Stored data:
-------------------------

PR #906, opened 2022-12-26
ws: debugger/UI additions + emulation bugfixes batch

asiekierka:
tl;dr:

### V30MZ

* Fixed low-hanging CPU timing fruit, based on [WSTimingTest](https://github.com/FluBBaOfWard/WSTimingTest). There's still some tests not passing, most notably jumps.
* Fixed IN/OUT opcode decoding in the CPU tracer.
* Fixed emulation of undocumented opcode 0xD6 (while on NEC V20/V30 CPUs it is a mirror for XLAT, on NEC V30MZ it is actually the undocumented Intel 8086/80186 opcode SALC) as well as 0xF7 subop 1 (V20/V30 has it as a mirror for TEST, but on V30MZ it is simply a NOP).

### WonderSwan (emulation)

* Tweaked APU code to properly treat it as a 24000 Hz digital chip, as opposed to a 3072000 Hz analog chip - this fixes my own [Headphones' Warming Eve](https://demozoo.org/productions/316722/) demo and should overall bring audio accuracy closer to the device's own. It is theoretically possible to get the APU code to give *exact* matching input, as the output procedure is well-understood and the EXT port provides digital PCM samples - however, more research is required to get there. (This improves performance by a solid ~10% due to the significant amount of calculations that can be skipped.)
* Fixed APU channel 2 "half-volume" bits being ignored.
* Tentatively tweaked low-pass filter value based on [GuyPerfect's research](http://perfectkiosk.net/stsws.html#sound_output_procedure).
* Implemented a less stubby serial I/O stub. This properly emits TX/RX interrupts. (This probably also hurts performance a little... you gain some, you lose some.)
* Added support for Bandai 2003's 16-bit banking ports - this is used by exactly zero commercial games, but reverse-engineering has shown that the chip supports this.
* Added stubby support for NMI register 0xB7, as found and documented by FluBBa in the NitroSwan emulator.
* Appropriately gate WSC-mode I/O ports from Mono mode.
* Fixed behavior of the HBlank/VBlank PPU timers when the reload value is 1, but the timer is not enabled. Existing reverse-engineered documentation implies that this won't fire an interrupt, but hardware testing proves that it indeed does.
* Fixed APU internal speaker output logic.
* Added support for "pixel-inaccurate" mode; this makes the PPU step at a per-scanline level, and the APU step at a per-sample level. Improves performance by ~65% on my machine due to avoiding all the context switches.
* Fixed keypad interrupt emulation to match hardware quirks.
* Fixed handling the interrupt base port on WSC.

### WonderSwan (UI)

* Added PPU SCREEN1, SCREEN2 and tiles to the Graphics debug view.
* Added PPU, APU, cartridge, serial and SoC I/O ports to the Properties debug view. This covers most, but not all, of the device's I/O ports...
* Exposed the ability to use internal speaker output in the UI.

The APU changes in particular could use more verification. In total, in "pixel-inaccurate" mode, this should double the core's performance over ares v130.

PS. Can I just say that the Ares codebase is an absolute joy to work with? Seriously, good job to everyone involved.

### DIFF
--- a/ares/component/processor/v30mz/instructions-misc.cpp
+++ b/ares/component/processor/v30mz/instructions-misc.cpp
@@ -21,7 +21,7 @@ auto V30MZ::instructionLock() -> void {
 }
 
 auto V30MZ::instructionWait() -> void {
-  wait(1 + 9);
+  wait(10);
 }
 
 auto V30MZ::instructionHalt() -> void {
--- a/ares/component/processor/v30mz/instructions-misc.cpp
+++ b/ares/component/processor/v30mz/instructions-misc.cpp
@@ -21,7 +21,7 @@ auto V30MZ::instructionLock() -> void {
 }
 
 auto V30MZ::instructionWait() -> void {
-  wait(1);
+  wait(1 + 9);
 }
 
 auto V30MZ::instructionHalt() -> void {
@@ -30,6 +30,10 @@ auto V30MZ::instructionHalt() -> void {
 }
 
 auto V30MZ::instructionNop() -> void {
+  wait(1);
+}
+
+auto V30MZ::instructionUndefined() -> void {
   wait(1);
 }
 
--- a/ares/component/processor/v30mz/instructions-misc.cpp
+++ b/ares/component/processor/v30mz/instructions-misc.cpp
@@ -57,8 +57,13 @@ template<u32 size> auto V30MZ::instructionOutDW() -> void {
   out<size>(DW, getAccumulator<size>());
 }
 
-auto V30MZ::instructionTranslate(u8 clocks) -> void {
-  wait(clocks);
+auto V30MZ::instructionSetALCarry() -> void {
+  wait(8);
+  AL = PSW.CY ? 0xFF : 0x00;
+}
+
+auto V30MZ::instructionTranslate() -> void {
+  wait(4);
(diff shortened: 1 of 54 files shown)


asiekierka:
(Don't worry about the additional commits; merge whenever you feel comfortable with the contents thus far, or when there's a new version soon to be released, or...)

ares/component/processor/v30mz/instructions-misc.cpp
```diff
@@ -21,7 +21,7 @@ auto V30MZ::instructionLock() -> void {
 }
 
 auto V30MZ::instructionWait() -> void {
-  wait(1);
+  wait(1 + 9);
```
LukeUsher: Any reason why 1 +9 rather than 10?

asiekierka: It's not strictly necessary, but the V30MZ datasheet lists the timing for this opcode as the rather cryptic `Number of 9 + 9 × POLLB pin samplings`, which I *assume* means "1 + 1 * 9" (this makes the timing match hardware, anyway), so I wanted to reflect that here.

asiekierka: But I changed it, as I don't strongly feel about it either way.

PR #907, opened 2022-12-27
gb: fix MBC1 mapper implementation for 8/16Mbit cartridges

asiekierka:
This change can be validated with [the GBEmulatorShootout's test suite compilation](https://daid.github.io/GBEmulatorShootout/) ([MBC1 test ROMs](https://github.com/daid/GBEmulatorShootout/tree/main/testroms/mooneye/emulator-only/mbc1)) and [the Pan Docs](https://gbdev.io/pandocs/MBC1.html).

### DIFF
--- a/ares/gb/cartridge/board/mbc1.cpp
+++ b/ares/gb/cartridge/board/mbc1.cpp
@@ -17,23 +17,23 @@ struct MBC1 : Interface {
 
   auto read(n16 address, n8 data) -> n8 override {
     if(address >= 0x0000 && address <= 0x3fff) {
-      return rom.read((n14)address);
+      if(io.mode) {
+        return rom.read(io.ram.bank << 19 | (n14)address);
+      } else {
+        return rom.read((n14)address);
+      }
     }
 
     if(address >= 0x4000 && address <= 0x7fff) {
-      if(io.mode == 0) {
-        return rom.read(io.ram.bank << 19 | io.rom.bank << 14 | (n14)address);
-      } else {
-        return rom.read(io.rom.bank << 14 | (n14)address);
-      }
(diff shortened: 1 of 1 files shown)


ares/gb/cartridge/board/mbc1.cpp
```diff
@@ -17,23 +17,23 @@ struct MBC1 : Interface {
 
   auto read(n16 address, n8 data) -> n8 override {
     if(address >= 0x0000 && address <= 0x3fff) {
-      return rom.read((n14)address);
+      if(io.mode) {
+        return rom.read(io.ram.bank << 19 | (n14)address);
+      } else {
```
LukeUsher: since both of these paths return, consider removing the else case for slightly cleaner code, this better matches coding style in the rest of ares

```c++
if(io.mode) return rom.read(io.ram.bank << 19 | (n14)address);
return rom.read((n14)address);
```

ares/gb/cartridge/board/mbc1.cpp
```diff
@@ -17,23 +17,23 @@ struct MBC1 : Interface {
...
     }
 
     if(address >= 0xa000 && address <= 0xbfff) {
       if(!ram || !io.ram.enable) return 0xff;
-      if(io.mode == 0) {
-        return ram.read((n13)address);
-      } else {
+      if(io.mode) {
         return ram.read(io.ram.bank << 13 | (n13)address);
+      } else {
```
LukeUsher: Same here too

ares/gb/cartridge/board/mbc1.cpp
asiekierka: Done.

PR #918, opened 2022-12-31
fc: use database for unheadered roms

invertego:


mia/medium/famicom.cpp
```diff
@@ -38,8 +38,11 @@ auto Famicom::load(string location) -> bool {
 
   array_view<u8> view{rom};
   if(auto node = document["game/board/memory(type=ROM,content=iNES)"]) {
-    pak->append("ines.rom", {view.data(), node["size"].natural()});
-    view += node["size"].natural();
+    //check if header is present
```
LukeUsher: I don't think this is the correct place for this code; see how it's within a "content=iNES" check? If the nes is unheadered, iNES shouldn't be set as a content type at all.

invertego: This change is working as intended. That code is there because all the entries in Famicom.bml contain an entry for the iNES header. A database match can occur with a headered or unheadered rom. The alternative to having this check here would be to strip the iNES header out of the database entries and add it back dynamically only when the iNES header is detected.

I guess the other option would be to strip out the iNES header entirely (if present) if there is a database match.

LukeUsher: Perhaps add a code comment to clarify this because it is confusing to see a check for a header after a check for Ines

invertego: I opted to remove the iNES entries from the database and add back the entry only when it is present. It makes this change a bigger but now the manifests always match the ROM contents, which is a bit cleaner.

mia/medium/famicom.cpp
```diff
@@ -132,7 +134,13 @@ auto Famicom::analyzeFDS(vector<u8>& data) -> string {
 auto Famicom::analyzeINES(vector<u8>& data) -> string {
   string hash = Hash::SHA256({data.data() + 16, data.size() - 16}).digest();
   string manifest = Medium::manifestDatabase(hash);
-  if(manifest) return manifest;
+  if(manifest) {
+    manifest += "    memory\n";
```
invertego, line 138: This will add an entry to the end, obviously. Order doesn't matter to the code that uses the manifest. I don't think this is a big deal, but I wanted to call it out.

PR #237, opened 2019-07-09
Skip `css` function call when the template literal is pure

kevin940726:
## `skipPureString`

Consider the following snippet

```js
const flex = css`
  display: flex;
`;

const Container = styled.div`
  ${flex}
`;
```

Since the `flex` css is actually a pure template literal (i.e. no interpolations), we could omit the `css` function call to save us some bytes and prevent an unneeded function call. The below snippet is identical to the above.

```js
const flex = 'display: flex;';

const Container = styled.div`
  ${flex}
`;
```

But sometimes we would want to keep the `css` tagged template, like when we want IDE syntax highlighting support, or prettier support. Then it results in an additional `css` call.

Most of the time, it shouldn't really matters. The footprint is minimal and performance cost is also unnoticeable. But in the other way around, it also wouldn't harm to let babel plugin to skip the `css` tag for us, a free optimization.

I'm calling this feature `skipPureString`, and so is the feature flag in babel config options. The naming is totally TBD, as at the time I couldn't come up with a better name 😅.

Note that the order of this feature is placed immediately below the `minify` step, so that the content of the tag can still be minified.

This feature should be fully backward-compatible (unless someone decided to use undocumented feature or api, like type checking a `css` return value) since it skips all of the _unsure_ tagged templates with expressions in them. Because of that, the feature is turned on by default.

### TODOs, Caveats
- [x] Add tests
- [ ] Update documentation in [styled-components-website](https://github.com/styled-components/styled-components-website)
- [ ] Since we will skip the `css` tag by default, we could actually encourage the use of `css` whenever possible, for syntax highlighting, prettier, minifier support out of the box.
- [ ] The only caveat I can think of is that if someday we implement additional feature in `css` and makes skipping it somehow unfeasible. We could just remove this feature then?


test/fixtures/transpile-template-literals-with-config/code.js
```diff
@@ -5,7 +5,7 @@ const Named = styled.div`
 `
 
 const NamedWithInterpolation = styled.div`
-  color: ${color => props.color};
+  color: ${props => props.color};
```
kevin940726: I believe I've caught a typo 😂

kevin940726:
Close it until I found a better way to do this.

Issue #209, opened 2019-02-19
Ability to write full path to a component's file in className


rifler:
Hi there!

Our common pattern is to write template in `index.tsx` (or `view.tsx`) and styles in `styles.tsx`. So the most common component dir structure looks like:
client/components/AwesomeComponent:
 - index.tsx
 - styles.tsx

That's why classes looks like `styles__Header-sc-1ei6mxn-18` and you can't easily identify what `Header` is it, from `Component1/styles.tsx` or from `Component2/styles.tsx`. It would be great for us to write full path to a file from cwd in className, like so `client_components_component1_styles__Header-sc-1ei6mxn-18`.

What do you think?

btw we absolutely love styled components

probablyup:
What do you think @mxstbr? My only concern is this could greatly increase the payload size of both the CSS and the HTML, though some of it would get gzipped away. Perhaps it could make sense behind a flag that isn't enabled by default.

rifler:
+1 for flag, it should be used in development only

elie222:
I added a flag for it in this PR:
https://github.com/styled-components/babel-plugin-styled-components/pull/259

PR #259, opened 2019-11-11
Add option to use parent folder name as component name

elie222:
Addresses:
https://github.com/styled-components/babel-plugin-styled-components/issues/209

### DIFF
--- a/src/utils/options.js
+++ b/src/utils/options.js
@@ -7,6 +7,7 @@ function getOption({ opts }, name, defaultValue = true) {
 export const useDisplayName = state => getOption(state, 'displayName')
 export const useSSR = state => getOption(state, 'ssr', true)
 export const useFileName = state => getOption(state, 'fileName')
+export const useFolderName = state => getOption(state, 'folderName', false)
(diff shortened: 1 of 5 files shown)


src/utils/options.js
```diff
@@ -7,6 +7,7 @@ function getOption({ opts }, name, defaultValue = true) {
 export const useDisplayName = state => getOption(state, 'displayName')
 export const useSSR = state => getOption(state, 'ssr', true)
 export const useFileName = state => getOption(state, 'fileName')
+export const useFolderName = state => getOption(state, 'folderName', false)
```
probablyup, line 10: I think this could be named more obviously... perhaps `prefixComponentWithFolderName`

igorokb: `folderName` sounds not less clearer as `fileName`. Context matters.

quantizor:
Thanks @elie222. The folder-name option (enhancement #209) hasn't moved into the default behavior but the option-add approach here is sound. Leaving open as the candidate implementation for #209 when we get to it.

PR #266, opened 2020-01-24
emit styled('tag') instead of styled.tag for css prop

probablyup:
this handles if the given tag is not in the dom elements whitelist yet in styled-components proper

fixes https://github.com/styled-components/styled-components/pull/2965#issuecomment-574537642

### DIFF
--- a/src/visitors/transpileCssProp.js
+++ b/src/visitors/transpileCssProp.js
@@ -49,7 +49,7 @@ export default t => (path, state) => {
   let injector
 
   if (TAG_NAME_REGEXP.test(name)) {
-    styled = t.memberExpression(importName, t.identifier(name))
+    styled = t.callExpression(importName, [t.stringLiteral(name)])
   } else {
     styled = t.callExpression(importName, [t.identifier(name)])
 
--- a/test/fixtures/transpile-css-prop-add-import/output.js
+++ b/test/fixtures/transpile-css-prop-add-import/output.js
@@ -27,7 +27,7 @@ function _templateObject() {
 
 function _taggedTemplateLiteral(strings, raw) { if (!raw) { raw = strings.slice(0); } return Object.freeze(Object.defineProperties(strings, { raw: { value: Object.freeze(raw) } })); }
 
-var _StyledDiv = _styledComponents["default"].div(_templateObject());
+var _StyledDiv = (0, _styledComponents["default"])("div")(_templateObject());
 
 var _default = function _default() {
   return <_StyledDiv>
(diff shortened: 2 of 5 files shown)


test/fixtures/transpile-css-prop-add-import/output.js
```diff
@@ -27,7 +27,7 @@ function _templateObject() {
 
 function _taggedTemplateLiteral(strings, raw) { if (!raw) { raw = strings.slice(0); } return Object.freeze(Object.defineProperties(strings, { raw: { value: Object.freeze(raw) } })); }
 
-var _StyledDiv = _styledComponents["default"].div(_templateObject());
+var _StyledDiv = (0, _styledComponents["default"])("div")(_templateObject());
```
probablyup: I'm not sure why Babel is adding this sequence (`(0, fn)`), seems unnecessary.

probablyup: Apparently it's a strict-mode thing: https://stackoverflow.com/questions/32275135/why-does-babel-rewrite-imported-function-call-to-0-fn

src/visitors/transpileCssProp.js
```diff
@@ -49,7 +49,7 @@ export default t => (path, state) => {
   let injector
 
   if (TAG_NAME_REGEXP.test(name)) {
```
kitten: This check seems fishy to me. Wouldn't we want to identify from the AST whether the element name is a JSX identifier or element name? Or does the AST not offer any hints on checking that?

probablyup: There isn't a clear understanding of if it's a scope variable or not, for example:

```
 Node {
        type: 'JSXIdentifier',
        start: 147,
        end: 150,
        loc:
         SourceLocation {
           start: Position { line: 7, column: 3 },
           end: Position { line: 7, column: 6 } },
        name: 'div' }
```

```
Node {
        type: 'JSXIdentifier',
        start: 1518,
        end: 1524,
        loc:
         SourceLocation {
           start: Position { line: 104, column: 34 },
           end: Position { line: 104, column: 40 } },
        name: 'Thing3' }
```

If you go and try to infer from local scope bindings there are also false positives:

```js
 console.log(
    path.scope.hasBinding(getVariableName(elem.node.name, t)),
    getVariableName(elem.node.name, t)
  )
```

```
false 'Button'
    console.log src/visitors/transpileCssProp.js:61
      false 'Button.Ghost'
    console.log src/visitors/transpileCssProp.js:61
      false 'button'
    console.log src/visitors/transpileCssProp.js:61
      false 'button-ghost'
    console.log src/visitors/transpileCssProp.js:61
      true 'p'
```

There's some variable called "p" in scope which conflicts with the tag named "p" and would trigger `styled(p)` which is wrong in this case.

probablyup:
Going to merge this for the moment - I don't think we should touch the existing tag checking code since it seems to be working fine

Issue #71, opened 2017-07-01
styled-components/native support


ckknight:
As-is, this plugin does not appear to detect usages of `styled` when imported from `styled-components/native` instead of `styled-components`.

patrickkempff:
+1 for displayName debugging

AndrewMorsillo:
This would be awesome! I just tried to set babel-plugin-styled-components up in my react-native project only to discover that displayName didn't work unfortunately.

Jekiwijaya:
This is needed for react-native-web 0.12. Since `styled-components` give className through the component, and on `react-native-web@0.12.x` className is ignored.

axhamre:
Is this still not working?

PR #267, opened 2020-02-02
feat: add options isNative to support default import styled-component…

Jekiwijaya:
add options isNative to support default import styled-components/native

Fixed: #71 

```
FEAT: add `isNative` option to make default import become styled-components/native
```

### DIFF
--- a/src/utils/options.js
+++ b/src/utils/options.js
@@ -14,3 +14,4 @@ export const useTranspileTemplateLiterals = state =>
 export const usePureAnnotation = state => getOption(state, 'pure', false)
 
 export const useCssProp = state => getOption(state, 'cssProp', true)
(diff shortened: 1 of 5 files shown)


Jekiwijaya:
@probablyup 
Currently default import for `css` props is `required('styled-components')`.

The behavior of `styled-components` and `styled-components/native` is different
https://github.com/necolas/react-native-web/issues/1146#issuecomment-476674280

In `react-native-web@0.12.x` the babel plugin css for styled-component will have no impact since it's wrapped the component using `required('styled-components').default` which override the className props and className is not supported in `react-native-web@0.12`.

To fix this, the babel plugin must be able to set the default import to `styled-components/native`

Thank you

patrickjm:
@Jekiwijaya Are you open to a PR adding support for `styled-components/primitives`?

PR #269, opened 2020-02-03
prefix all componentId with `sc-`

robilars-amazon:
Previously componentId would only be prefixed with `sc-` when component hash began with a digit. This differs from styled-components componentId generation where all componentIds are prefixed with `sc-`

This patch causes all  componentId to be prefixed with `sc-`


vxcamiloxv:
This fix works fine to me

PR #270, opened 2020-02-18
Added test for transpiling css prop as an array

taneba:
It seems possible to do things like:

```
style1 = css``
style2 = css``

<div css={[style1, style2]} />
```

But the test for this use case is missing now.


quantizor:
Thanks @taneba, and apologies for the long silence here.

Array-form `css={[mixin1, mixin2]}` is handled on current main: the array is passed through as a prop interpolation, same as a single mixin would be. The fixture diff in this PR predates the 2.x rewrite of the css-prop transform, so it can't be merged as-is, but the underlying behavior is exercised by the existing `transpile-css-prop` fixture coverage.

Closing as no-longer-applicable, with thanks for the original investigation.

PR #276, opened 2020-03-16
prefix all componentId with `sc-`

robilars-amazon:
Previously componentId would only be prefixed with `sc-` when component hash began with a digit. This differs from styled-components componentId generation where all componentIds are prefixed with `sc-`

This patch causes all componentId to be prefixed with `sc-`

Additionally, I have updated the build dependancies and rebuilt yarn.lock

### DIFF
--- a/package.json
+++ b/package.json
@@ -1,5 +1,5 @@
 {
-  "version": "1.10.7",
+  "version": "1.10.9",
   "name": "babel-plugin-styled-components",
   "description": "Improve the debugging experience and add server-side rendering support to styled-components",
   "repository": "styled-components/babel-plugin-styled-components",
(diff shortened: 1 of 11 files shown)


package.json
```diff
@@ -15,18 +15,18 @@
   ],
   "license": "MIT",
   "devDependencies": {
-    "@babel/cli": "^7.4.4",
-    "@babel/core": "^7.4.5",
+    "@babel/cli": "^7.8.4",
+    "@babel/core": "^7.8.7",
     "@babel/plugin-proposal-class-properties": "^7.4.4",
-    "@babel/preset-env": "^7.4.5",
+    "@babel/preset-env": "^7.8.7",
```
probablyup, line 21: please drop unrelated changes, thanks

tobilen:
i believe this can be closed, since there is the `namespace' option that parameterizes this now

kitten:
I believe this is obsolete now given: https://github.com/styled-components/babel-plugin-styled-components/pull/281

PR #278, opened 2020-04-05
Add a failing test for minifying nested orphaned pseudo

Andarist:
The whitespace in `& :hover` has a semantic value - this is not equal to `&:hover` and thus this whitespace should not be removed when minifying quasis.

The problem is that [`compressSymbols`](https://github.com/styled-components/babel-plugin-styled-components/blob/55b43ee70bdd8cd20ba942577e3747879cf1b44b/src/minify/index.js#L58) is just too simplistic - parsing a language like CSS with RegExp is IMHO not the best idea in the long run as it loses the context in which particular symbols have been used and it's hard to develop further.

I've prepared a fix for this problem in Emotion: https://github.com/emotion-js/emotion/pull/1836 , we maybe could think of sharing the solution for this as the job is pretty much the same for both libraries. I'm afraid though that I won't have much time to abstract this away and port the solution here, but if you would like to do it I'm open for collaboration.


agriffis:
Oh cool, this should be merged after #376.

quantizor:
Thanks @Andarist. This is still on the radar. The minifier whitespace handling is one of the bigger remaining surface areas and the Emotion parser-based approach you pointed at is the obvious target. Not pulling it into the current bug-fix bundle to keep the diff scoped; will revisit as its own PR.

PR #283, opened 2020-04-28
Ensure cache miss to fix ESM compiling

nickhudkins:
In this discussion: https://github.com/styled-components/babel-plugin-styled-components/pull/234 that introduced the change to `cacheKey in localNameCache`, the author referenced a comment you made here:
https://github.com/styled-components/babel-plugin-styled-components/pull/230#discussion_r298018008

in which, you indicated that the `false` value there was to ensure that the traversal would continue again until you either picked up the import or dynamically injected it (I think?)

When the code was changed to account for this it failed to maintain the same behavior in the case that localName was intentionally left `false`.

This change ensures that the previous behavior (allowing the intentionally set `false` to fall through the cache lookup) remains, while ensuring a `false` value in the cache does not ALSO fall through.

Pardon the lack of supporting test. The only way I was able to reproduce this issue was when I was using rollup / babel to compile. I am still investigating what this difference is specifically to hopefully introduce a failing test prior to this commit.

### DIFF
--- a/src/utils/detectors.js
+++ b/src/utils/detectors.js
@@ -4,6 +4,7 @@ const VALID_TOP_LEVEL_IMPORT_PATHS = [
   'styled-components/native',
   'styled-components/primitives',
 ]
+const CACHE_MISS = Symbol('CACHE_MISS');
 
 export const isValidTopLevelImport = x =>
   VALID_TOP_LEVEL_IMPORT_PATHS.includes(x)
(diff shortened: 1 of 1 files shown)


nickhudkins:
@probablyup welp, I am fully at a loss for how to test this. Do you have any guidance? I am also happy to cowboy it and say "It works with rollup, thanks"

marvinhagemeister:
Can confirm that this fixes the issue for me 👍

-------------------------

Instructions to follow:
Each line in which the string "opcode" is found must be copied from the data.

Solution to the problem:
* Fixed IN/OUT opcode decoding in the CPU tracer.
* Fixed emulation of undocumented opcode 0xD6 (while on NEC V20/V30 CPUs it is a mirror for XLAT, on NEC V30MZ it is actually the undocumented Intel 8086/80186 opcode SALC) as well as 0xF7 subop 1 (V20/V30 has it as a mirror for TEST, but on V30MZ it is simply a NOP).
asiekierka: It's not strictly necessary, but the V30MZ datasheet lists the timing for this opcode as the rather cryptic `Number of 9 + 9 × POLLB pin samplings`, which I *assume* means "1 + 1 * 9" (this makes the timing match hardware, anyway), so I wanted to reflect that here.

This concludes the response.